Copy exactly the lines of the records below, and only those lines, beginning with the line that contains "Issue #11670, opened 2020-04-29" and ending with the line that contains "added/updated where necessary".

[Listed records]
━━━

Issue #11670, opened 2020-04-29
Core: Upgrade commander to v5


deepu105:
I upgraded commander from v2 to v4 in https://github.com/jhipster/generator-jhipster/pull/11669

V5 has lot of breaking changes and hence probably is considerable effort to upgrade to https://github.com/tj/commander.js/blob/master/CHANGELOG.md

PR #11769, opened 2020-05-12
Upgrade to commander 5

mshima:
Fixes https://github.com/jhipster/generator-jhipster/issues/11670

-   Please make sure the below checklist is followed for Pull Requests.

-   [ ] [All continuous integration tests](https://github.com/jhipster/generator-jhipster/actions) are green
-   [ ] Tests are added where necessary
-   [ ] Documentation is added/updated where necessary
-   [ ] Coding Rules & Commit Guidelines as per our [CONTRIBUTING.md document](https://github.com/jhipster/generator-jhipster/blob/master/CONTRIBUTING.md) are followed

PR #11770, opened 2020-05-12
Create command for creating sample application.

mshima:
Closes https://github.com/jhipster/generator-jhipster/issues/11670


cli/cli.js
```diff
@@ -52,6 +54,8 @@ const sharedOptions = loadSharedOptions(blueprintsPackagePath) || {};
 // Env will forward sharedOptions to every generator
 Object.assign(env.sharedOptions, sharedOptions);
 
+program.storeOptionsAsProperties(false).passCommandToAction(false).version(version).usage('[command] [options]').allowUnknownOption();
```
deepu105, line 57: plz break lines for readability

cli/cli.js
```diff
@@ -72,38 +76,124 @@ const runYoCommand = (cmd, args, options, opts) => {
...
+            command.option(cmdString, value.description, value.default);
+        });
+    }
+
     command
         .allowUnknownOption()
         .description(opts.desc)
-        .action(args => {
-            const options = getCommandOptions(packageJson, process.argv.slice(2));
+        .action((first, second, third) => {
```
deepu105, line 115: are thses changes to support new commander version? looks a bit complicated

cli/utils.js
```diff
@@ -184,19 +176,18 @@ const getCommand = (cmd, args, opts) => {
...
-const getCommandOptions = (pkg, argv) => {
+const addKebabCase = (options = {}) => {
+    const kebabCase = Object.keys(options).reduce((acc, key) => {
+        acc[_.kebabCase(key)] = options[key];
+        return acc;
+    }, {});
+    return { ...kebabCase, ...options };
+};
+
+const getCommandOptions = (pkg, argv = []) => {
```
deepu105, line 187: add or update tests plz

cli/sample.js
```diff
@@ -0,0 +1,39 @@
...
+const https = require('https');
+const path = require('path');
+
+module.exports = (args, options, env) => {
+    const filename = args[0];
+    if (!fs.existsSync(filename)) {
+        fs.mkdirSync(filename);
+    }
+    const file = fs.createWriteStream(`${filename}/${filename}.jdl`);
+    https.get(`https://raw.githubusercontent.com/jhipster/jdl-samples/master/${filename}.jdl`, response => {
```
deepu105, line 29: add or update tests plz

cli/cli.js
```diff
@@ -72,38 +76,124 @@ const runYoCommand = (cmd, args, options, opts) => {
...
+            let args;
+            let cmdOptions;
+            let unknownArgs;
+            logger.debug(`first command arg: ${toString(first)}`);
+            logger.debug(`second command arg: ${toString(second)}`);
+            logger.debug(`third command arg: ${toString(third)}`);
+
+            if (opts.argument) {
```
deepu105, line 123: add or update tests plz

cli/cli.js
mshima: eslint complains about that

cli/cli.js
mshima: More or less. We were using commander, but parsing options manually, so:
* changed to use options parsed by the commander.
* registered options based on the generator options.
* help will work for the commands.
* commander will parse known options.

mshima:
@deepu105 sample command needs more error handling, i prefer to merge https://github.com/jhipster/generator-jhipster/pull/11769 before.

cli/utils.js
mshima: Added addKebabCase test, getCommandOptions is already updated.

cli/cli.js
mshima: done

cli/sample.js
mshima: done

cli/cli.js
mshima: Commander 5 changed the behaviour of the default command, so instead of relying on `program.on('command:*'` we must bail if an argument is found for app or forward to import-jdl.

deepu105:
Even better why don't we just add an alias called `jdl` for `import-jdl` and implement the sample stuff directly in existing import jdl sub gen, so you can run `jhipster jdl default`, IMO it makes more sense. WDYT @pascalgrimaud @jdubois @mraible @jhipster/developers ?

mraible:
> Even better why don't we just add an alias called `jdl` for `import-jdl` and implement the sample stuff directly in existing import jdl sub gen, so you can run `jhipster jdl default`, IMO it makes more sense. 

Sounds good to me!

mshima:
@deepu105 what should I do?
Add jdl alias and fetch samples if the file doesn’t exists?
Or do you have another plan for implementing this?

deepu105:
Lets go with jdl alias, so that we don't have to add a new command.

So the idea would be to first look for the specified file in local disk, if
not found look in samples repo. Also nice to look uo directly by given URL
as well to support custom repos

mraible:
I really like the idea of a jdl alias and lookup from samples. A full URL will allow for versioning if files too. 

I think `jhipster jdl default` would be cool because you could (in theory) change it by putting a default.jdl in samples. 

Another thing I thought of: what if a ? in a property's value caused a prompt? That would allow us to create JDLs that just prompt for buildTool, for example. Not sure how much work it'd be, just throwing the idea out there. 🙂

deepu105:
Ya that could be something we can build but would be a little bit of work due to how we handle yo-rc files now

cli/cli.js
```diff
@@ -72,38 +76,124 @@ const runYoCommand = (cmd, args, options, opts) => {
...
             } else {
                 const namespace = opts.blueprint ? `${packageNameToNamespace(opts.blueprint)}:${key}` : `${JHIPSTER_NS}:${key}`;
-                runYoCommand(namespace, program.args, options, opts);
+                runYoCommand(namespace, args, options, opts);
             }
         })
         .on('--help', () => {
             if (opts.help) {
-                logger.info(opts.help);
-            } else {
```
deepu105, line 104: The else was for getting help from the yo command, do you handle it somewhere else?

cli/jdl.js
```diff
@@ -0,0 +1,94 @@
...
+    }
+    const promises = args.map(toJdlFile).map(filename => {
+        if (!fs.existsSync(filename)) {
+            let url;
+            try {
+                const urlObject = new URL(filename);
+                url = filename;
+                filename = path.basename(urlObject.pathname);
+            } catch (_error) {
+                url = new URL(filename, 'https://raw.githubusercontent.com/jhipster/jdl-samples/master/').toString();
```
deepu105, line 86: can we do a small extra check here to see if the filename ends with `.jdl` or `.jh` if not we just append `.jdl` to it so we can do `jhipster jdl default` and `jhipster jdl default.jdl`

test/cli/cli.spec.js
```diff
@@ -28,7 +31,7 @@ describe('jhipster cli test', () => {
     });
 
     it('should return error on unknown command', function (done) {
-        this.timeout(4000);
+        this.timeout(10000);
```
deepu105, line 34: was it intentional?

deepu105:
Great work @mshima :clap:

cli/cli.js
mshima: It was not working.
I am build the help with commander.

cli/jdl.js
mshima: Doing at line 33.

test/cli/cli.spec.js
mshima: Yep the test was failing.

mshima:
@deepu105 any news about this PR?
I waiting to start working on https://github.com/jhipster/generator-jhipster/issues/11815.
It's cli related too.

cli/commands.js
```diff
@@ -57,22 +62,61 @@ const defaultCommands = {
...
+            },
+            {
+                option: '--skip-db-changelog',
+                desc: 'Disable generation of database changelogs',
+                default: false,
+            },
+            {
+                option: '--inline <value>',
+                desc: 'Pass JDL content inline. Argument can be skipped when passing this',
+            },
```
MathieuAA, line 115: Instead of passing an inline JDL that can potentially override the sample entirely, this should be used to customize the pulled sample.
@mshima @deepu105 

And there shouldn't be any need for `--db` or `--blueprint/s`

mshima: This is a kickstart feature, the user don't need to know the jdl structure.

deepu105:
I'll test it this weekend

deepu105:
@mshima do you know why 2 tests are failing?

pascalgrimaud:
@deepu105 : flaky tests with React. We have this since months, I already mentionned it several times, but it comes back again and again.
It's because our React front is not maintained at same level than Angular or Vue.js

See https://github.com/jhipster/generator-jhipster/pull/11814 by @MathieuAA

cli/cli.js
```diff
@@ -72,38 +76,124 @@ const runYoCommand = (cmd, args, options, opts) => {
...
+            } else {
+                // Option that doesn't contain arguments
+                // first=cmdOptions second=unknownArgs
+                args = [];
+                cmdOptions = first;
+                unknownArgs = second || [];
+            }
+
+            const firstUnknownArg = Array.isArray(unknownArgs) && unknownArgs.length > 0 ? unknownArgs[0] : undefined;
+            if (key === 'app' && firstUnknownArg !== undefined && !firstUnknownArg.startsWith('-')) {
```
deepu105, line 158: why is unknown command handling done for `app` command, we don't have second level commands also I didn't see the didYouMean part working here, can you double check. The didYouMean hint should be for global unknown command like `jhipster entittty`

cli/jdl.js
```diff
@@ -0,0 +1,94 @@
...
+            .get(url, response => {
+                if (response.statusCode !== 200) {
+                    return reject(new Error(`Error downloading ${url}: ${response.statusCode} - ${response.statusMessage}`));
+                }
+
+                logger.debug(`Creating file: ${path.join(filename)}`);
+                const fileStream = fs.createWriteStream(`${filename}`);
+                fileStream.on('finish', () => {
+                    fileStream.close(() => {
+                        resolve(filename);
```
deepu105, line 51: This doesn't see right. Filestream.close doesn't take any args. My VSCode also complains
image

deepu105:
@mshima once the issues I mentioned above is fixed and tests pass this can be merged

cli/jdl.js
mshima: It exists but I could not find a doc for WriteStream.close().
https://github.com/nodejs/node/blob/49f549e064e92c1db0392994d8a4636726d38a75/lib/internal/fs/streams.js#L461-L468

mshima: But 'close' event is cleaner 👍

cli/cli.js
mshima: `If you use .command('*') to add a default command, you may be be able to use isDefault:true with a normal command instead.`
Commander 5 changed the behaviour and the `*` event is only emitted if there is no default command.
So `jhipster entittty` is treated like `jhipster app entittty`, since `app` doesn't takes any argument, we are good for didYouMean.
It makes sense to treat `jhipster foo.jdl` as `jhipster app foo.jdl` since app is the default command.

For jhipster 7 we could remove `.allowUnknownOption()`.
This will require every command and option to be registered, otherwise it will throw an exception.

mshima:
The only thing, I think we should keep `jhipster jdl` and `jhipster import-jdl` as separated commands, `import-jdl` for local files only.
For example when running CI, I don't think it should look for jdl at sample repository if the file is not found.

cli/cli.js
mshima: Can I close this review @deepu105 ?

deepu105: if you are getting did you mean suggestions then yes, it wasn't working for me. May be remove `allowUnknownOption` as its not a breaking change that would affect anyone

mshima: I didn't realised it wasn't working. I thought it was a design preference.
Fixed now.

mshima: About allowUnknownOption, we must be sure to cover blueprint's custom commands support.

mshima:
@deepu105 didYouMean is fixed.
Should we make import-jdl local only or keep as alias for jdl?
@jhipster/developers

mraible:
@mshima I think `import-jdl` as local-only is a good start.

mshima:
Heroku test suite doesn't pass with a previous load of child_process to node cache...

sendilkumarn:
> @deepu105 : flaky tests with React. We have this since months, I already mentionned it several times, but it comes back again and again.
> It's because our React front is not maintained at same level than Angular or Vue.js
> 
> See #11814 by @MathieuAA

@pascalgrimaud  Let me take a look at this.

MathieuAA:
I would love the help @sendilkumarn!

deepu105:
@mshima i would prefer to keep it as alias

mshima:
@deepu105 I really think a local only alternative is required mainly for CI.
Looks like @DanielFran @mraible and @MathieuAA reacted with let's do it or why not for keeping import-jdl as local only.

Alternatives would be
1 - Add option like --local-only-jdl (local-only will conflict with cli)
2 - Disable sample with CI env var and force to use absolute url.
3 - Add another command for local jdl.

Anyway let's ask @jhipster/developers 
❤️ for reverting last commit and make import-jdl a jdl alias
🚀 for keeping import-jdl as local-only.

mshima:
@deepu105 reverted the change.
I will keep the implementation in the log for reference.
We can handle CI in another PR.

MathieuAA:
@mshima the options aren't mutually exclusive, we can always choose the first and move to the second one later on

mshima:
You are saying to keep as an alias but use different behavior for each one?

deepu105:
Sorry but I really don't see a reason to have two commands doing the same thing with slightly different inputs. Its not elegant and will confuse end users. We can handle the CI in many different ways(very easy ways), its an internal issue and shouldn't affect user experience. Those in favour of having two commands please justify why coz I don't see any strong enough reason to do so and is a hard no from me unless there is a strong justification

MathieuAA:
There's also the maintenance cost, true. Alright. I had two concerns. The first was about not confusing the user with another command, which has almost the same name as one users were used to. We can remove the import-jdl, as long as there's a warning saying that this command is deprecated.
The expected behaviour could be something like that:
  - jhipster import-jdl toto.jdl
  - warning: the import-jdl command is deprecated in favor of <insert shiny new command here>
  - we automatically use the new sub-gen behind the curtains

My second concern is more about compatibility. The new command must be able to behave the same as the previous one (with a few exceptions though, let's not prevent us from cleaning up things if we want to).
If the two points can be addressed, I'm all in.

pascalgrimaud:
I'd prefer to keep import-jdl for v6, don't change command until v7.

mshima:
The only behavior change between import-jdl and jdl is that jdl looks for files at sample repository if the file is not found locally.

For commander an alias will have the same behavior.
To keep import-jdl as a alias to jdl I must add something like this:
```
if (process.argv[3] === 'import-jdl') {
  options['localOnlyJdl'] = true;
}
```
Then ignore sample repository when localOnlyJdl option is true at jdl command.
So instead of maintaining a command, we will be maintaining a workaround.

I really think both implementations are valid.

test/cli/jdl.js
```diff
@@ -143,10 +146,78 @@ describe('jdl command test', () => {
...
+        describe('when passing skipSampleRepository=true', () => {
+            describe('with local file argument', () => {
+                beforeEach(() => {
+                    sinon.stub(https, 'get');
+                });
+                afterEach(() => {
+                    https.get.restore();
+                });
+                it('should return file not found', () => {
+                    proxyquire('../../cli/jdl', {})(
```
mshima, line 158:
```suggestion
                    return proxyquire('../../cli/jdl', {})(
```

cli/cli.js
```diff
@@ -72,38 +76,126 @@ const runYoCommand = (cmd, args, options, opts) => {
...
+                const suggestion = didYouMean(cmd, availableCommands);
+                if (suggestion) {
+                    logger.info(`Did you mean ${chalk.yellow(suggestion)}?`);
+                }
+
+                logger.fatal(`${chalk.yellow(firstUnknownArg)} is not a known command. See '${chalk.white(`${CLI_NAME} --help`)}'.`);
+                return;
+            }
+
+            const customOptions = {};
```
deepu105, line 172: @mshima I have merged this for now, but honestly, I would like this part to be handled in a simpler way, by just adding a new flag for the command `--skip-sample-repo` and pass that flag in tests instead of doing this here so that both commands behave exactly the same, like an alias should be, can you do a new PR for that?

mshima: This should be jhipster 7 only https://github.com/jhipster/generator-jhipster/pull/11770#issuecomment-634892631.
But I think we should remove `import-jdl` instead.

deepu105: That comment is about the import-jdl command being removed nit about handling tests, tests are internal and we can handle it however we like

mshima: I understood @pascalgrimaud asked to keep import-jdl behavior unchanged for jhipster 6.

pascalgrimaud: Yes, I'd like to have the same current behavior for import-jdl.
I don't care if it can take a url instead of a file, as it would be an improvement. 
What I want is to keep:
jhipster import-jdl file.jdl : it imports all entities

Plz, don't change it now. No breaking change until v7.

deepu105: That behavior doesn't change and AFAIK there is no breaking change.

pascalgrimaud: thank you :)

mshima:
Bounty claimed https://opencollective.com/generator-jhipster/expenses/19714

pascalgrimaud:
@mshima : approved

━━━

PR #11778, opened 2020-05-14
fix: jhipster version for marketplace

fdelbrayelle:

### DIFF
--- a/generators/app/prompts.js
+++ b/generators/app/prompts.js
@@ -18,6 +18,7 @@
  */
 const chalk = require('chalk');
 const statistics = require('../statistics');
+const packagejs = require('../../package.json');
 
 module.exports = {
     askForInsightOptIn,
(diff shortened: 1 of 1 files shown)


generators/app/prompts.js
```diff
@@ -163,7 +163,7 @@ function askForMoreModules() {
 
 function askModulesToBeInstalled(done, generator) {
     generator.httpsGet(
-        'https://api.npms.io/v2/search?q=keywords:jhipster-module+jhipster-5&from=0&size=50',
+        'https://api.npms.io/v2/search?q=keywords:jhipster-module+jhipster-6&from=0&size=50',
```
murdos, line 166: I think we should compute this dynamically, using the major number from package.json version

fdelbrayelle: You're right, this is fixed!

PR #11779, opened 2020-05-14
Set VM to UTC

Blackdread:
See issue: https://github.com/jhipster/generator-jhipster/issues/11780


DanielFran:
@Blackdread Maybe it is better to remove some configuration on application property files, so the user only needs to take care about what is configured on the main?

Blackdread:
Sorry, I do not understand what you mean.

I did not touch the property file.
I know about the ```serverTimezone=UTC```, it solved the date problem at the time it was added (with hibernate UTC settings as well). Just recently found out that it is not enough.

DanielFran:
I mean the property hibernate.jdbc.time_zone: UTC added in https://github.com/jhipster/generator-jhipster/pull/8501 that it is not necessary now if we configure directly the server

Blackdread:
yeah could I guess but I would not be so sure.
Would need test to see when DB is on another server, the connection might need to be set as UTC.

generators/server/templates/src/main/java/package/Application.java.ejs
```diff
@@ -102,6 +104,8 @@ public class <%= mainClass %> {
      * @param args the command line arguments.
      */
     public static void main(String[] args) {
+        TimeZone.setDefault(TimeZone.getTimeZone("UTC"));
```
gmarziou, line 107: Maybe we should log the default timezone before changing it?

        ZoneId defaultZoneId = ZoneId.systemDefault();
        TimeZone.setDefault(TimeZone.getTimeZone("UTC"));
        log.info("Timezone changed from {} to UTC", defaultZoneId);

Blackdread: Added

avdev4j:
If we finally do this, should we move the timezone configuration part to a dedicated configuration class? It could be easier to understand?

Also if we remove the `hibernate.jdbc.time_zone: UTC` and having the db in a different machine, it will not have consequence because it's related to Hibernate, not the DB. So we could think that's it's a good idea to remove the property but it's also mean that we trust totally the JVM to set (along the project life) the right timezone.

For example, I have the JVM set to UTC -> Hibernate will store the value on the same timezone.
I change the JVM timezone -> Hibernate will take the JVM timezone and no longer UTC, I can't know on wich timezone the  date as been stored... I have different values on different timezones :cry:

━━━

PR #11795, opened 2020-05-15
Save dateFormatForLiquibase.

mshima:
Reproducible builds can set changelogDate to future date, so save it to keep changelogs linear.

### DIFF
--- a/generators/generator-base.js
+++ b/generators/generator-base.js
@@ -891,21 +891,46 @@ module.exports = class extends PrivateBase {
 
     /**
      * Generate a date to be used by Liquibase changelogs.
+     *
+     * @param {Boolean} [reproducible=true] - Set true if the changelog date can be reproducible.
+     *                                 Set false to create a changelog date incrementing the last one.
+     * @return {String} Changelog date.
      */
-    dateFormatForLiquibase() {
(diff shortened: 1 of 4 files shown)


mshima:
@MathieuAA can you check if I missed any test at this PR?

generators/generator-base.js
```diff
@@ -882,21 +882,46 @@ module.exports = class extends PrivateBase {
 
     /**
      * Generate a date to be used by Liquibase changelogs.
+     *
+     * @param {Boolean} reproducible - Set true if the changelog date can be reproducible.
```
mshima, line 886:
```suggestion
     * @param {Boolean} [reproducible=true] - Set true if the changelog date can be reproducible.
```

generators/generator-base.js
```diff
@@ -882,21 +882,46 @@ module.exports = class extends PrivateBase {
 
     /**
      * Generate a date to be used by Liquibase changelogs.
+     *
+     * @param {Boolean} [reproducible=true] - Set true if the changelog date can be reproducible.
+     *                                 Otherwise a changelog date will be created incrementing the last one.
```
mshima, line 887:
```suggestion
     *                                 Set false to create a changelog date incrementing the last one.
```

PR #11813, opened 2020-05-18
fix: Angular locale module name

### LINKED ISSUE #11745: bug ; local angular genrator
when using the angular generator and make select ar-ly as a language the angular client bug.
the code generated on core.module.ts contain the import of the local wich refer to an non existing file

━━━

[Task result]
Issue #11670, opened 2020-04-29
Core: Upgrade commander to v5


deepu105:
I upgraded commander from v2 to v4 in https://github.com/jhipster/generator-jhipster/pull/11669

V5 has lot of breaking changes and hence probably is considerable effort to upgrade to https://github.com/tj/commander.js/blob/master/CHANGELOG.md

PR #11769, opened 2020-05-12
Upgrade to commander 5

mshima:
Fixes https://github.com/jhipster/generator-jhipster/issues/11670

-   Please make sure the below checklist is followed for Pull Requests.

-   [ ] [All continuous integration tests](https://github.com/jhipster/generator-jhipster/actions) are green
-   [ ] Tests are added where necessary
-   [ ] Documentation is added/updated where necessary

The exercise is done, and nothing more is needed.